_Task statement_
Work out how many lines in the entries below contain the string "General". Reply with that figure alone.

++++ Material for the task ++++

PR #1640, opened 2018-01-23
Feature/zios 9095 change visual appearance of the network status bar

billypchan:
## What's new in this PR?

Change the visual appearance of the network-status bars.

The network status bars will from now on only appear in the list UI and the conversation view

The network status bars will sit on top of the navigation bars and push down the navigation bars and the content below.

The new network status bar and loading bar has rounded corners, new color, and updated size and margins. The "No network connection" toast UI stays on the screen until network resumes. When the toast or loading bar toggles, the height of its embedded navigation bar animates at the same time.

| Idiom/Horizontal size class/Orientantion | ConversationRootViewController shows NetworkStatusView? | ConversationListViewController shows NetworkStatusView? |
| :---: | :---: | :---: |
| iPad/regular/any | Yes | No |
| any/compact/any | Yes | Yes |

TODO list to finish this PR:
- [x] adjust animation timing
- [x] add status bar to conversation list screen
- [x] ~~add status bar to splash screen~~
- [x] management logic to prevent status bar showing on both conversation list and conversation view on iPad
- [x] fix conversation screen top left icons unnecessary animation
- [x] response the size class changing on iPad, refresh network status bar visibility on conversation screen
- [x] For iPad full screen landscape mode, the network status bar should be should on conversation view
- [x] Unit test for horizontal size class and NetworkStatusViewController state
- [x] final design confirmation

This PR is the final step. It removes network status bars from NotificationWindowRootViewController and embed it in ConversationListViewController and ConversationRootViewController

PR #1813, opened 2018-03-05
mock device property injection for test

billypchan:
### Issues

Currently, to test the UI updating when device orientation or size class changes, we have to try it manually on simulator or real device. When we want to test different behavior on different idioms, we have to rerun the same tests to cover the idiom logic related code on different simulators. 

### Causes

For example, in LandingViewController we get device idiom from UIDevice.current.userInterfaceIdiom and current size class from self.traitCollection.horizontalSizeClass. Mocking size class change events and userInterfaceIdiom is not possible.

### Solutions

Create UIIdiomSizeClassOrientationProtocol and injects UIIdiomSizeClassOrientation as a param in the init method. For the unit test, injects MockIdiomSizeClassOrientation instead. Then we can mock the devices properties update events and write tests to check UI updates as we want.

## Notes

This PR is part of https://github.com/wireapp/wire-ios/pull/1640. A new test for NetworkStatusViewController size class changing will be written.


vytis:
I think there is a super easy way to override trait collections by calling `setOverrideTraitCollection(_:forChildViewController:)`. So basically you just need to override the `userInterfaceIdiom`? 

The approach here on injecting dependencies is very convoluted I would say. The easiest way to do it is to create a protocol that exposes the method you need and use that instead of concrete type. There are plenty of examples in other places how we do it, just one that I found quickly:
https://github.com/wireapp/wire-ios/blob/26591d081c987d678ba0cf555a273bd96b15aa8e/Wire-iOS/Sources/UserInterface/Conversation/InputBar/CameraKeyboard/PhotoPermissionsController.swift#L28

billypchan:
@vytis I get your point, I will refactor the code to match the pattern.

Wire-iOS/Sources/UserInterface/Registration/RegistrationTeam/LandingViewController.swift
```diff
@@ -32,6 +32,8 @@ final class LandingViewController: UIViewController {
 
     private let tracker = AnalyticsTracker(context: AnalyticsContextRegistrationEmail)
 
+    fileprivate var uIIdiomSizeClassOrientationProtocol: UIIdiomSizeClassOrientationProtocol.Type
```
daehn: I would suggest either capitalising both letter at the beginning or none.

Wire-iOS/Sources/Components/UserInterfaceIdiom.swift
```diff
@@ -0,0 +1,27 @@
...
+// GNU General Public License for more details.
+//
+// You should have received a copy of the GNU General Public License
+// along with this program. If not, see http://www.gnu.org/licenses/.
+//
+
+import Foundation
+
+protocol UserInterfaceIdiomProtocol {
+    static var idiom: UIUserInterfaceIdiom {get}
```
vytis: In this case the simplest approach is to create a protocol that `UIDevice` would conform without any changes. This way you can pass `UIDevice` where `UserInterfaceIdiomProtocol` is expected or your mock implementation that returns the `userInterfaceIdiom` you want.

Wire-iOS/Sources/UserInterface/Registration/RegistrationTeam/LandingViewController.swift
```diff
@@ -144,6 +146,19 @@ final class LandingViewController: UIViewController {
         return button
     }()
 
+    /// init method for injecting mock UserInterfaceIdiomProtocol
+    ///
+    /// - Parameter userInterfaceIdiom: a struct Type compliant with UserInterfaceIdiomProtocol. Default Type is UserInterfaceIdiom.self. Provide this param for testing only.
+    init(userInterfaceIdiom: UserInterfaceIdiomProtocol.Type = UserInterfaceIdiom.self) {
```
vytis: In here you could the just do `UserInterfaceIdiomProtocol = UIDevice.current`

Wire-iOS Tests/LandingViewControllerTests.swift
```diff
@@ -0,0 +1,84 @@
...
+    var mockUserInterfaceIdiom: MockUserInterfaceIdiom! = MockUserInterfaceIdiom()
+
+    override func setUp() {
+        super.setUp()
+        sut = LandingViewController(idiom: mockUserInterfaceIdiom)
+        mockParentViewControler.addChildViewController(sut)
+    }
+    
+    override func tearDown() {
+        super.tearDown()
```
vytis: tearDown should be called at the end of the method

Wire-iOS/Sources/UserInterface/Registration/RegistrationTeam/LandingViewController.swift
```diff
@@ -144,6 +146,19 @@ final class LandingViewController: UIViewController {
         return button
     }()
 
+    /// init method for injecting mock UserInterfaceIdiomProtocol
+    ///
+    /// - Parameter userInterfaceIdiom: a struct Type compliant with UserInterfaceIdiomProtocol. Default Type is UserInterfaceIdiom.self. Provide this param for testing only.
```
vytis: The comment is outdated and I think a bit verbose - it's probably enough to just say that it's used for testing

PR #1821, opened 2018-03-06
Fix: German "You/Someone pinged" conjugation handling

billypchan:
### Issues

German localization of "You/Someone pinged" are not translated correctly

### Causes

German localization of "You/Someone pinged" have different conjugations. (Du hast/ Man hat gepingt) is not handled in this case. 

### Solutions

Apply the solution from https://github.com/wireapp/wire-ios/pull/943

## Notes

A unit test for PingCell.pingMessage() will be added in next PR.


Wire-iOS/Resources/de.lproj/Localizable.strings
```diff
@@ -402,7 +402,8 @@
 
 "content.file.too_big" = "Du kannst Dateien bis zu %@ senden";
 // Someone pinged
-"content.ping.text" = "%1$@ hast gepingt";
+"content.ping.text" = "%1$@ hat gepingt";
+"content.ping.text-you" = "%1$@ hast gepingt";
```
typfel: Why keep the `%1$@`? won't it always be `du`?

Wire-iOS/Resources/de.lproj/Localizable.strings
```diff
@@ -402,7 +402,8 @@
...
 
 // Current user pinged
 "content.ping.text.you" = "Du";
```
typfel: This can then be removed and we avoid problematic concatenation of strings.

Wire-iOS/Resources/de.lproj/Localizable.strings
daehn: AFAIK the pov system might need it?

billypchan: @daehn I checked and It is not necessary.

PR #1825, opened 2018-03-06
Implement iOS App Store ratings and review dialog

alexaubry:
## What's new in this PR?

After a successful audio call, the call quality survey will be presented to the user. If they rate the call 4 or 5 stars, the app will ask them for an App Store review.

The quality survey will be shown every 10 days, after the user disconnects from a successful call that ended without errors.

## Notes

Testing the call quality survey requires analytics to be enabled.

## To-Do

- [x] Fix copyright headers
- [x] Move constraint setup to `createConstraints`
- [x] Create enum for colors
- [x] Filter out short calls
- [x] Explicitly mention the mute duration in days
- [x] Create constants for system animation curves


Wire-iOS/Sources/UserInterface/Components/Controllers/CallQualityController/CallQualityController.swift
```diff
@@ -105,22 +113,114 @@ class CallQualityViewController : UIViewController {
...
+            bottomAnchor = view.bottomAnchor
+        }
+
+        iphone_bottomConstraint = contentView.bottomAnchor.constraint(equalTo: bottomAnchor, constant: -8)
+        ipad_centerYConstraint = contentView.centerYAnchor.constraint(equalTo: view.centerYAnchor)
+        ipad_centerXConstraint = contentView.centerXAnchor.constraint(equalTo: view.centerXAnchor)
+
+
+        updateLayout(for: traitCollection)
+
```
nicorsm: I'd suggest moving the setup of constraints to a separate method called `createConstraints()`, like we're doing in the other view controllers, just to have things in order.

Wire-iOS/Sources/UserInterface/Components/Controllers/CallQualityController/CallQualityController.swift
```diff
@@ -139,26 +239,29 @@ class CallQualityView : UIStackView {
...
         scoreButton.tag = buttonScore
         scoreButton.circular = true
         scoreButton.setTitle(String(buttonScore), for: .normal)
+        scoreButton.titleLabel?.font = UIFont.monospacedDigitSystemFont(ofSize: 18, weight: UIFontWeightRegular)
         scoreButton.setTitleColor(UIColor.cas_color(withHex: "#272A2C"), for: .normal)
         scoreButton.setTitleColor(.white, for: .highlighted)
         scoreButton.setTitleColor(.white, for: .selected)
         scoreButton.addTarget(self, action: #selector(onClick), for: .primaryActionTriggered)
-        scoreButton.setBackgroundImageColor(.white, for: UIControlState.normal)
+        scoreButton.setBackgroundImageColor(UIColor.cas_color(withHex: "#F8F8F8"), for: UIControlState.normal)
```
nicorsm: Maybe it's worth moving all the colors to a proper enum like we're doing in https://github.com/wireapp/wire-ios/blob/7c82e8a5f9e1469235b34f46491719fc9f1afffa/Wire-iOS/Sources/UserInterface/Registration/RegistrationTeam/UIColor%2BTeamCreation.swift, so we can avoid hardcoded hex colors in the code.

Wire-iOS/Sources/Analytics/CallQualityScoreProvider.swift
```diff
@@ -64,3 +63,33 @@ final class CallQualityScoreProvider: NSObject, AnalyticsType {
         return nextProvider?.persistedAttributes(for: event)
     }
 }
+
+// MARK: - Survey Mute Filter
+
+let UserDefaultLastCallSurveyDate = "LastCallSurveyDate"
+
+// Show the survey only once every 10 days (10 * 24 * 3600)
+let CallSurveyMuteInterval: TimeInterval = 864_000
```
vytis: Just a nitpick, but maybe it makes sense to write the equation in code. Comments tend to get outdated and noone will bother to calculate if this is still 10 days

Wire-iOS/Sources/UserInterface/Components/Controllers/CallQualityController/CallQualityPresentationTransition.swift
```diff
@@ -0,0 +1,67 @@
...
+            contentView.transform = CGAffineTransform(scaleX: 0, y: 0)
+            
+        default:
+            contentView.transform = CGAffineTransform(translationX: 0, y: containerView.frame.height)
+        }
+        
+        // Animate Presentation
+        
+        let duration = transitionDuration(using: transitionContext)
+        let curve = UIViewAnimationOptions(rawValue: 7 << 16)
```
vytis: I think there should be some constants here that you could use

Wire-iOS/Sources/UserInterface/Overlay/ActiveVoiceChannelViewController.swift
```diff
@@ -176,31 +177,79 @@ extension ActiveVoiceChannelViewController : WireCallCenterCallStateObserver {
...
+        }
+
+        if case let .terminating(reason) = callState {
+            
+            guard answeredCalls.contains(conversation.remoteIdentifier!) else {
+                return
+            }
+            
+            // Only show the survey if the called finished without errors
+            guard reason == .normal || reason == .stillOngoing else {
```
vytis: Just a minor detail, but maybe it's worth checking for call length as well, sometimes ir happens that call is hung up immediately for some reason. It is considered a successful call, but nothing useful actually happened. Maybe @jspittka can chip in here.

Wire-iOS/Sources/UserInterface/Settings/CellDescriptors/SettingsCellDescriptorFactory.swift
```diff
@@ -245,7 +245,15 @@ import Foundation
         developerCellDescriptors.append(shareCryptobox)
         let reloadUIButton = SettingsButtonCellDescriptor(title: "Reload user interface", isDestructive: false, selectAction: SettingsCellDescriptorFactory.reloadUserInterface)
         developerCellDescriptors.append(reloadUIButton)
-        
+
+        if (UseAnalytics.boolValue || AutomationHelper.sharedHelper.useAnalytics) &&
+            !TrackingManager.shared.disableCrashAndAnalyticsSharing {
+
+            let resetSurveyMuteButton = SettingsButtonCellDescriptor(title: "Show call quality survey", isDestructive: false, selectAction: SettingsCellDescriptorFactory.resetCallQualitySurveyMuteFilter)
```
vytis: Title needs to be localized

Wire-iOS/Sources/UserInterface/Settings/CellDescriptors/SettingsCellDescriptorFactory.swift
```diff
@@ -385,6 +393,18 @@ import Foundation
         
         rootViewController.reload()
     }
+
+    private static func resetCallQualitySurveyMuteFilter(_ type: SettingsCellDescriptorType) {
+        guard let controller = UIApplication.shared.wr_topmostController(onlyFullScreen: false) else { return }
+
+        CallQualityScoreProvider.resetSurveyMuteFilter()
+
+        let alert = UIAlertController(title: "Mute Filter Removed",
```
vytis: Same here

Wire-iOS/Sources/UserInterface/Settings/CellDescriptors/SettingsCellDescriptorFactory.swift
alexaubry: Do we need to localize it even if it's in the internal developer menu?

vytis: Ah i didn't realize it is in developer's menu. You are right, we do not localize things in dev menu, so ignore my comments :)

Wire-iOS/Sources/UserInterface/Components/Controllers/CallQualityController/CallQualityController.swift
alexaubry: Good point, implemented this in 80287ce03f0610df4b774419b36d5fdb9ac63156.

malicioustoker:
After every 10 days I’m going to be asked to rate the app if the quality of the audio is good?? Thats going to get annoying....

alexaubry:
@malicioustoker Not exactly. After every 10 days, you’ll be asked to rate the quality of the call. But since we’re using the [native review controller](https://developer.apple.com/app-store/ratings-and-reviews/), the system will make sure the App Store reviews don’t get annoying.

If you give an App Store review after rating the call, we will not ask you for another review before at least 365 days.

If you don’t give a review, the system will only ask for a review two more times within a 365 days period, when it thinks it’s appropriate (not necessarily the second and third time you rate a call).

++++

_Worked solution_
2